Night has fallen soft and ghostly when we emerge from the courthouse. Swaths of denser fog now hug the streetlamps and obscure the sky like a never-ending bridal train. We climb back into the waiting carriage.
Martin is again quiet as we ride. The silence doesn’t seem to fit the occasion, even one as unusual as ours. I clear my throat. “Thank you for allowing that photographer to take our portrait.”
Martin turns his gaze from the window to look at me. “You’re welcome.”
“So... are you sure you don’t want to send a photograph back home to your parents as well?” I am wondering if he, like me, is hesitant to inform his family of what he’s just done. When he doesn’t answer me, I add, “I understand if you’re anxious about telling your parents.

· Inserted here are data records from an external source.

Issue #189, opened 2020-05-25
InformationRate * Time = Information != Ratio


exastion:
I'm pretty new to this library, but I think I found a bug concerning multiplication of different quantities.
Multiplying `InformationRate` and `Time` should result in `Information`, at least I would assume this and as far as I can see from the example, this type of multiplication should be possible.
Here a MVE that illustrates the problem:

```rust
use uom::si::f32::*;
use uom::si::information_rate::byte_per_second;
use uom::si::time::second;
use uom::si::information::byte;

fn main() {
    let r = InformationRate::new::<byte_per_second>(10.0);
    let t = Time::new::<second>(1.0);
    let b = r * t;
    let _ = b.get::<byte>();
}
```

According to the compiler error, it produces a `ratio`:
```sh
❯ cargo build    
   Compiling mve v0.1.0 (/home/sven/Documents/mve)
error[E0277]: the trait bound `uom::si::information::byte: uom::si::ratio::Unit` is not satisfied
  --> src/main.rs:11:15
   |
11 |     let _ = b.get::<byte>();
   |               ^^^ the trait `uom::si::ratio::Unit` is not implemented for `uom::si::information::byte`

error: aborting due to previous error
```

iliekturtles:
Thanks for the report. This is a known limitation and I believe specialization is needed to resolve. The current work around is to use `into()` to force the result's `Kind` associated type from the default that `Ratio` uses to `InformationKind`. e.g. `let b = (r * t).into();`

I'm leaving the issue open for the moment to review comments when `InformationRate` was implemented and see if there is any better solution that wouldn't require specialization.

PR #313, opened 2022-07-07
Add photometric units

quentinmit:
This PR adds `LuminousFlux` and `Illuminance` units. Unfortunately they are dimensionally equal to `LuminousIntensity` and `Luminance`. I tried to provide a `Mul` trait implementation to construct `LuminousFlux` from `LuminousIntensity * SolidAngle`, but try as I might I couldn't get the compiler to allow me to provide the trait. I saw #189 and related issues, but I don't think specialization is necessarily the solution - the compiler knows that `LuminousIntensity * SolidAngle` isn't allowed, so it shouldn't be a duplicate implementation... I dunno. Any advice is greatly appreciated.

### DIFF
--- a/src/si/illuminance.rs
+++ b/src/si/illuminance.rs
@@ -1,0 +1,61 @@
+//! Illuminance (base unit lux, lx, cd · sr / m²).
+
+quantity! {
+    /// Illuminance (base unit lux, lx, cd · sr / m²).
+    quantity: Illuminance; "illuminance";
+    /// Dimension of illuminance, E (base unit lux, lx, cd · sr / m²).
+    dimension: ISQ<
+        N2,     // length
+        Z0,     // mass
+        Z0,     // time
+        Z0,     // electric current
+        Z0,     // thermodynamic temperature
+        Z0,     // amount of substance
+        P1>;    // luminous intensity
+    kind: dyn (crate::si::marker::IlluminanceKind);
+    units {
+        @yottalux: prefix!(yotta); "Ylm", "yottalux", "yottaluxs";
+        @zettalux: prefix!(zetta); "Zlm", "zettalux", "zettaluxs";
+        @exalux: prefix!(exa); "Elm", "exalux", "exaluxs";
+        @petalux: prefix!(peta); "Plm", "petalux", "petaluxs";
+        @teralux: prefix!(tera); "Tlm", "teralux", "teraluxs";
+        @gigalux: prefix!(giga); "Glm", "gigalux", "gigaluxs";
+        @megalux: prefix!(mega); "Mlm", "megalux", "megaluxs";
+        @kilolux: prefix!(kilo); "klm", "kilolux", "kiloluxs";
+        @hectolux: prefix!(hecto); "hlm", "hectolux", "hectoluxs";
+        @decalux: prefix!(deca); "dalm", "decalux", "decaluxs";
+        /// The lux is defined to be 1 lumen per square meter,
+        /// or 1 candela steradian per square meter.
+        @lux: prefix!(none); "lm", "lux", "luxs";
+        @decilux: prefix!(deci); "dlm", "decilux", "deciluxs";
+        @centilux: prefix!(centi); "clm", "centilux", "centiluxs";
+        @millilux: prefix!(milli); "mlm", "millilux", "milliluxs";
+        @microlux: prefix!(micro); "µlm", "microlux", "microluxs";
+        @nanolux: prefix!(nano); "nlm", "nanolux", "nanoluxs";
+        @picolux: prefix!(pico); "plm", "picolux", "picoluxs";
+        @femtolux: prefix!(femto); "flm", "femtolux", "femtoluxs";
+        @attolux: prefix!(atto); "alm", "attolux", "attoluxs";
+        @zeptolux: prefix!(zepto); "zlm", "zeptolux", "zeptoluxs";
+        @yoctolux: prefix!(yocto); "ylm", "yoctolux", "yoctoluxs";
+    }
+}
+
+#[cfg(test)]
+mod tests {
+    storage_types! {
+        use crate::si::quantities::*;
+        use crate::si::luminous_flux as lf;
+        use crate::si::area as a;
+        use crate::si::illuminance as i;
+        use crate::tests::{A, Test};
+
+        quickcheck! {
+            #[allow(trivial_casts)]
+            fn add(l: A<V>, r: A<V>) -> bool {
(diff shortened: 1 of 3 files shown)


iliekturtles:
Thanks for the PR! I'll review in detail over the next few days.

In regards to the `Mul` impl the problem is that the `Kind` associated type defaults to `uom::Kind`. I'm not sure/don't remember why the default isn't to maintain one of the operand's kinds -- if this even makes sense. I'll do some more digging into this as well but I'm not hopeful of a good short-term solution beyond `.into()`.

`type Output = ...` doesn't specify a kind which means the default is used.
https://github.com/iliekturtles/uom/blob/51a7cbf8238b0faa98b8f882614747d21cfb2f68/src/system.rs#L469-L484

quentinmit:
> In regards to the `Mul` impl the problem is that the `Kind` associated type defaults to `uom::Kind`. I'm not sure/don't remember why the default isn't to maintain one of the operand's kinds -- if this even makes sense. I'll do some more digging into this as well but I'm not hopeful of a good short-term solution beyond `.into()`.
> 
> `type Output = ...` doesn't specify a kind which means the default is used.

Naively, I would expect that by default the operators should only be provided for the case of `A<$kind> + B<$kind> = Output<$kind>`, so the example of `LuminousIntensity * SolidAngle` should be treated as `Kind * SolidAngleKind` and not have a `Mul` impl at all unless it's provided by a separate impl. By the way, the compiler error I get is:

```
error[E0308]: mismatched types
   --> src/si/luminous_flux.rs:109:26
    |
109 | /                          &(LuminousIntensity::<V>::new::<li::candela>((*l).clone())
110 | |                            * SolidAngle::<V>::new::<sa::steradian>((*r).clone())))
    | |_________________________________________________________________________________^ expected trait `LuminousFluxKind`, found trait `Kind`
```

so the compiler knows it's looking for a `LuminousFluxKind`. I was hoping that would make it select the alternate `Mul` implementation that can produce a `LuminousFluxKind`.

src/si/illuminance.rs
```diff
@@ -0,0 +1,61 @@
...
+        @exalux: prefix!(exa); "Elm", "exalux", "exaluxs";
+        @petalux: prefix!(peta); "Plm", "petalux", "petaluxs";
+        @teralux: prefix!(tera); "Tlm", "teralux", "teraluxs";
+        @gigalux: prefix!(giga); "Glm", "gigalux", "gigaluxs";
+        @megalux: prefix!(mega); "Mlm", "megalux", "megaluxs";
+        @kilolux: prefix!(kilo); "klm", "kilolux", "kiloluxs";
+        @hectolux: prefix!(hecto); "hlm", "hectolux", "hectoluxs";
+        @decalux: prefix!(deca); "dalm", "decalux", "decaluxs";
+        /// The lux is defined to be 1 lumen per square meter,
+        /// or 1 candela steradian per square meter.
```
iliekturtles, line 28:
```suggestion
        /// Dervied unit of illuminance. The lux is defined to be 1 lumen per square meter, or 1
        /// candela steradian per square meter.
```

src/si/illuminance.rs
```diff
@@ -0,0 +1,61 @@
...
+        @lux: prefix!(none); "lm", "lux", "luxs";
```
iliekturtles, line 29:
```suggestion
        @lux: prefix!(none); "lx", "lux", "lux";
```

Copy/paste error from luminous flux? It also seems the plural and singular are the [same](https://en.wikipedia.org/wiki/Lux).

src/si/luminous_flux.rs
```diff
@@ -0,0 +1,114 @@
...
+        @zettalumen: prefix!(zetta); "Zlm", "zettalumen", "zettalumens";
+        @exalumen: prefix!(exa); "Elm", "exalumen", "exalumens";
+        @petalumen: prefix!(peta); "Plm", "petalumen", "petalumens";
+        @teralumen: prefix!(tera); "Tlm", "teralumen", "teralumens";
+        @gigalumen: prefix!(giga); "Glm", "gigalumen", "gigalumens";
+        @megalumen: prefix!(mega); "Mlm", "megalumen", "megalumens";
+        @kilolumen: prefix!(kilo); "klm", "kilolumen", "kilolumens";
+        @hectolumen: prefix!(hecto); "hlm", "hectolumen", "hectolumens";
+        @decalumen: prefix!(deca); "dalm", "decalumen", "decalumens";
+        /// The lumen is defined to be 1 candela steradian.
```
iliekturtles, line 30:
```suggestion
        /// Derived unit of luminous flux. The lumen is defined to be 1 candela steradian.
```

iliekturtles (commented):
Finally got though a first pass at reviewing. I still haven't reviewed the `mul` impl in detail yet, but that is next on my list.

iliekturtles:
Only implementing `Mul` and `Div` for `Kind = uom::Kind` would require way too much work to implement a custom kind (10 `Mul` and `Div` implementations multiplied by all of the by-val by-ref combinations!) A simple implementation with generics `Kl` and `Kr` (LHS and RHS's kind) would require specialization.

What might be a possible path to pursue would be to implement `Mul` and `Div` for all `Kind * Kind` combinations. This would require the number of kinds squared impls (7<sup>2</sup> right now). With a macro this probably wouldn't be *too* painful:

```rust
impl_kind_ops!(Kind * Kind = Kind);
impl_kind_ops!(LuminousIntensityKind * Kind = Kind);
impl_kind_ops!(LuminousIntensityKind * SolidAngleKind = LuminousFluxKind);
// ...
```

What might be an issue is the `Mul`/`Div` impls for `Quantity`. I tried to do something similar for `Dimension` and I can't remember if things didn't work or if there was just an even larger explosion of type bounds that currently exists. The current mul implementation would be changed to use `$MulDivAlias` (a shortcut for `<A as Mul<V>>::Output` to determine what the output `Kind` should be instead of defaulting to `uom::Kind`.

```rust
impl<Dl, Kl, Dr, Kr, U, V> Mul<Quantity<Dr, U, V>> for Quantity<Dl, U, V>
where
    Dl: Dimension<Kind = Kl>,
    Dr: Dimension<Kind = Kr>,
    // ...
{
    type Output = Quantity<
        $quantities<$($crate::typenum::$AddSubAlias<Dl::$symbol, Dr::$symbol>,)+ Kind = $MulDivAlias<Kl, Kr>>,
         U, V>;

    fn mul(/*...*/) -> Self::Output {
        // ...
    }
}
```

Because of the scope of this work I'd like to see this effort separated from this PR. We can get `Illuminance` and `LuminousFlux` merged using the current functionality while finding out a better way to work with `Kind`s.

Possibly use #315 as the tracking issue and re-state the original problem.

PR #324, opened 2022-08-03
Add atomic units of energy, mass, length, electric charge and current.

crystal-growth:
Adding 

- Dalton (unified atomic mass unit = 1/12 * (mass of C12))
- Hartree (atomic unit of energy, ~27.2 eV)
- atomic unit of length (Bohr radius, 5.291 772 109 03 x 10-11 m )
- atomic unit of charge (absolute charge of electron, 1.602_176_634 x 10^-19 C)

PR #326, opened 2022-08-03
Add Electric Field quantity with corresponding units and test.

crystal-growth:
Adding Electric Field quantity [ElectricPotential / Length] with basic units V/m.

Additional non-SI units are:

-  Volts per mil
- atomic unit of electric field = Hartree Energy / electron charge / Bohr radius


crystal-growth:
Added test case for atomic unit of electric field, should fail until atomic units from PR #324 are merged.

PR #329, opened 2022-08-05
Add Electrical Mobility quantity and related units.

crystal-growth:
Adding electrical mobility:[Velocity / Electric Field, m2/v/s],   a ratio of charged particle average velocity in medium to the electric field.
Basic unit is m2/v/s, and a derived unit of cm2/v/s is regularly used in solid-state physics.


iliekturtles:
Thanks for the PR!

PR #333, opened 2022-08-05
Add ElectricCurrentDensity quantity with related units.

crystal-growth:
Adding electric current density {Current / Area} with base unit [A/m2]


iliekturtles:
Merged, thanks!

I... I actually feel the same way about telling my mam.”
He hesitates a moment. “My parents died when I was little,” he finally replies, his tone betraying nothing of what it might’ve felt like to say those words to me. “I was raised by an aunt and uncle back east. We’re not close.”
My heart instantly aches a little for him. “I’m so sorry.”
“It’s all right,” he says easily. “I don’t remember my parents.”
“Still, I’m sure it was very difficult for you losing your parents so young like that. How did it happen?”
“They were coming home from an event in the city but were caught in a blizzard no one knew was coming. They lost their way and froze to death in their carriage.”
“Oh, Martin.”
“That was a long time ago. I don’t think about it anymore.”
I wonder if this man has spent his whole lifetime telling himself it was just a small thing that he grew up without his mother and father. How does someone school himself to believe losing parents at such a young age doesn’t matter? I can’t imagine it. I lost my father when I was sixteen and it was nearly my undoing. I wait a moment to see if Martin will query me about my own parents.
“My mam likely won’t approve,” I say when he doesn’t. “I’m not sure what my father would’ve thought.” I turn my head to look out the window. I see only mist and other carriages and the hulking shapes of buildings in the undulating fog. “He probably would’ve said it was imprudent or preposterous, what I’ve just done. My da liked using fancy words. He collected them in a book like some people collect old coins. He wanted to go to university and become a professor, but there was no money for that. He became a roofer just like his father had been. But he taught himself what he could on his own. He was always borrowing books from the rich people in the village who had libraries. He’d read the books out loud to me and my brothers, and he’d find so many words he wanted to remember. He wrote them in a little ledger. He fell from a roof a few years ago. He never woke upfrom the fall and died a few days later. He was such a gentle soul.” I turn to face Martin, my mouth suddenly agape. I hadn’t intended to share that much with him. I don’t know why I did.
Martin is studying me, however, with what seems to be intense interest. Something about what I said has drawn me to him an inch or two. And then the moment passes.